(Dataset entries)
______
PR #564, opened 2017-06-12
Isaicp 3169: Split published and unpublished index

idimopoulos:


web/modules/custom/joinup_core/src/Plugin/Block/UserUnpublishedBlock.php
```diff
@@ -0,0 +1,283 @@
...
+   */
+  protected function getResultEntities(ResultSetInterface $result) {
+    $results = [];
+    /* @var $item \Drupal\search_api\Item\ItemInterface */
+    foreach ($result->getResultItems() as $item) {
+      try {
+        $entity = $item->getOriginalObject()->getValue();
+        $entity_id = $item->getOriginalObject()->getValue()->id();
+        if ($entity instanceof NodeInterface) {
+          $entity = $this->getLatestContentRevision($entity_id);
```
brummbar: Use the `RevisionManager` service.

web/modules/custom/joinup_core/src/Plugin/Block/UserUnpublishedBlock.php
```diff
@@ -0,0 +1,283 @@
...
+        }
+        elseif ($entity instanceof RdfInterface) {
+          $entity = $this->getDraftRdf($entity_id);
+        }
+        else {
+          throw new \Exception("Only nodes and Rdf entities should be loaded.");
```
brummbar: Single quotes.

web/modules/custom/joinup_core/src/Plugin/Block/UserUnpublishedBlock.php
```diff
@@ -0,0 +1,283 @@
...
+  /**
+   * Loads the latest revision on a node entity.
+   *
+   * @param int $entity_id
+   *   The content id.
+   *
+   * @return \Drupal\node\NodeInterface
+   *   The loaded node.
+   */
+  protected function getLatestContentRevision($entity_id) {
```
brummbar: Same as above, this code is duplicated from RevisionManager.

web/modules/custom/joinup_core/src/Plugin/Block/UserUnpublishedBlock.php
```diff
@@ -0,0 +1,283 @@
...
+   */
+  public function getCacheContexts() {
+    return Cache::mergeContexts(parent::getCacheContexts(), ['og_role']);
+  }
+
+  /**
+   * {@inheritdoc}
+   */
+  public function getCacheTags() {
+    return Cache::mergeTags(parent::getCacheTags(), ['rdf_entity_list', 'node_list']);
```
brummbar: Same as above.

web/modules/custom/joinup_search/config/install/search_api.index.published.yml
```diff
@@ -60,7 +60,7 @@ field_settings:
         - 'entity:rdf_entity/og_audience'
         - 'entity:rdf_entity/field_isr_is_version_of'
   entity_author:
-    label: Author
+    label: 'Aggregated field'
```
brummbar: This is a regression, it should say author. I think this is caused by an unlucky merge.

web/modules/custom/joinup_search/src/Plugin/search_api/processor/JoinupEntityLatestRevision.php
```diff
@@ -0,0 +1,111 @@
...
+
+/**
+ * Ensures that the item to be indexed is the latest version.
+ *
+ * @SearchApiProcessor(
+ *   id = "joinup_entity_latest_revision",
+ *   label = @Translation("Joinup entity latest revision"),
+ *   description = @Translation("Ensures that the version of the entity is the latest revision."),
+ *   stages = {
+ *     "alter_items" = -20,
```
brummbar: Cool.

web/modules/custom/joinup_search/src/Plugin/search_api/processor/JoinupEntityLatestRevision.php
```diff
@@ -0,0 +1,111 @@
...
+      $container->get('entity_type.manager'),
+      $container->get('state_machine_revisions.revision_manager')
+    );
+  }
+
+  /**
+   * {@inheritdoc}
+   */
+  public static function supportsIndex(IndexInterface $index) {
+    $supported_entity_types = ['node', 'rdf_entity'];
```
brummbar: Cool.

web/modules/custom/joinup_search/src/Plugin/search_api/processor/JoinupEntityLatestRevision.php
```diff
@@ -0,0 +1,111 @@
...
+            $original_object->setValue($latest);
+            $item->setOriginalObject($original_object);
+            $items[$item_id] = $item;
+          }
+        }
+      }
+      elseif ($object instanceof RdfInterface) {
+        if ($object->isPublished()) {
+          /** @var \Drupal\rdf_entity\Entity\RdfEntitySparqlStorage $rdf_storage */
+          $rdf_storage = $this->entityTypeManager->getStorage('rdf_entity');
```
brummbar: What about creating some helper to do this? Maybe at some point we should.

web/modules/custom/joinup_search/src/Plugin/search_api/processor/JoinupEntityPublishedRevision.php
```diff
@@ -0,0 +1,111 @@
...
+   * @var \Drupal\Core\Entity\EntityTypeManagerInterface
+   */
+  protected $entityTypeManager;
+
+  /**
+   * The state machine revisions manager service.
+   *
+   * @var \Drupal\state_machine_revisions\RevisionManagerInterface
+   */
+  protected $revisionManager;
```
brummbar: The revision manager is not used in this class actually.

web/profiles/joinup/config/install/block.block.rdfentitiesinproposedstate.yml
```diff
@@ -0,0 +1,32 @@
+langcode: en
+status: true
+dependencies:
+  module:
+    - joinup_core
+    - user
+  theme:
+    - joinup_theme
+id: rdfentitiesinproposedstate
```
brummbar: It's minor, but I have noticed that block ids can be improved manually. I would try to use underscores here: `rdf_entities_in_proposed_state`.

web/profiles/joinup/config/install/block.block.unpublishedcontentofgroup.yml
```diff
@@ -0,0 +1,35 @@
+langcode: en
+status: true
+dependencies:
+  module:
+    - ctools
+    - joinup_core
+  theme:
+    - joinup_theme
+id: unpublishedcontentofgroup
```
brummbar: Same here, some underscores to make it readable.

build.solr.xml
```diff
@@ -101,24 +101,41 @@
...
-                <copy todir="${solr.core.dir}/conf" overwrite="true">
+                <copy todir="${solr.core.published.dir}/conf" overwrite="true">
                     <fileset dir="${solr.config.dir}" />
                 </copy>
-                <!-- Restart Solr so our configuration changes are picked up. -->
-                <phingcall target="restart-apache-solr" />
             </else>
         </if>
+        <if>
+            <available file="${solr.core.unpublished.dir}" type="dir" property="solr.core.unpublished.dir.available" />
```
brummbar: This whole task is duplicated, can we extract the definition and add parameters to it so we can call it with the two different sets?

tests/features/custom_page/custom_page.view.feature
```diff
@@ -21,8 +21,9 @@ Feature:
...
     But I should not see the "About means" tile
 
-    # Collection facilitators can see the content created inside their collections.
+    # Collection facilitators can see the content created inside their collections
+    # but not in the search because the content are not indexed.
     When I am logged in as a facilitator of the "Drafty things" collection
     And I enter "About" in the header search bar and hit enter
     Then I should see the "About places" tile
-    And I should see the "About means" tile
+    And I should not see the "About means" tile
```
idimopoulos: This is because the test was looking for the item in the search page. After this ticket, the search page should only show items indexed in the published index.
I will extend the test so that the user checks as well the collection overview page and finds it.

web/modules/custom/collection/collection.module
```diff
@@ -144,15 +143,15 @@ function collection_entity_bundle_field_info_alter(&$fields, EntityTypeInterface
...
+  if ($entity->getEntityTypeId() !== 'rdf_entity' || $entity->bundle() !== 'collection') {
     return;
   }
   collection_entity_update($entity);
 
   // When a new collection is proposed, give the user the 'group owner' role.
   // This will not occur if the user is the anonymous, i.e. the entity was
   // created by some batch process or some importing.
-  if (Og::isGroup($entity->getEntityTypeId(), $entity->bundle()) && !\Drupal::currentUser()->isAnonymous()) {
+  if (Og::isGroup($entity->getEntityTypeId(), $entity->bundle()) && !empty($entity->getOwner())) {
```
brummbar: Ok the membership is not found (a few lines later) when the user is anonymous, so the code bails out. It works.

web/modules/custom/joinup_core/src/Plugin/Block/EntityUnpublishedBlock.php
```diff
@@ -0,0 +1,221 @@
...
+   * Loads the latest revision on an entity.
+   *
+   * @param int $entity_id
+   *   The content id.
+   *
+   * @return \Drupal\node\NodeInterface
+   *   The loaded node.
+   */
+  protected function getLatestRevision($entity_id) {
+    $storage = $this->entityTypeManager->getStorage('node');
```
idimopoulos: I will dependency injection do

web/modules/custom/joinup_core/src/Plugin/Block/EntityUnpublishedBlock.php
```diff
@@ -0,0 +1,221 @@
...
+   */
+  public function getCacheContexts() {
+    return Cache::mergeContexts(parent::getCacheContexts(), ['og_role']);
+  }
+
+  /**
+   * {@inheritdoc}
+   */
+  public function getCacheTags() {
+    return Cache::mergeTags(parent::getCacheTags(), ['node_list']);
```
idimopoulos: buh..

web/modules/custom/joinup_search/src/Plugin/search_api/processor/JoinupEntityLatestRevision.php
idimopoulos: This is the only instance in this class where the entity type manager is used. If you are referring to the complete 'get rdf version' maybe we should as I struggled as well but I think we can leave it for now. We have created something similar for the delete but I don't want to make this addition right now in the scope of such a big ticket.

build.solr.xml
idimopoulos: I left it like this only because I would have to put the definitions in separate variables in order to group them and then if in the future we 'd have to add extra data in only one of the cores, we would have to revert simple work that doesn't hurt us having a bit duplicated. It is just 2 commands working in different directories etc.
______
## To do
Write out the records exactly, starting at the first line and stopping after the line that contains "brummbar: Single quotes.".

## Answer to this exercise
PR #564, opened 2017-06-12
Isaicp 3169: Split published and unpublished index

idimopoulos:


web/modules/custom/joinup_core/src/Plugin/Block/UserUnpublishedBlock.php
```diff
@@ -0,0 +1,283 @@
...
+   */
+  protected function getResultEntities(ResultSetInterface $result) {
+    $results = [];
+    /* @var $item \Drupal\search_api\Item\ItemInterface */
+    foreach ($result->getResultItems() as $item) {
+      try {
+        $entity = $item->getOriginalObject()->getValue();
+        $entity_id = $item->getOriginalObject()->getValue()->id();
+        if ($entity instanceof NodeInterface) {
+          $entity = $this->getLatestContentRevision($entity_id);
```
brummbar: Use the `RevisionManager` service.

web/modules/custom/joinup_core/src/Plugin/Block/UserUnpublishedBlock.php
```diff
@@ -0,0 +1,283 @@
...
+        }
+        elseif ($entity instanceof RdfInterface) {
+          $entity = $this->getDraftRdf($entity_id);
+        }
+        else {
+          throw new \Exception("Only nodes and Rdf entities should be loaded.");
```
brummbar: Single quotes.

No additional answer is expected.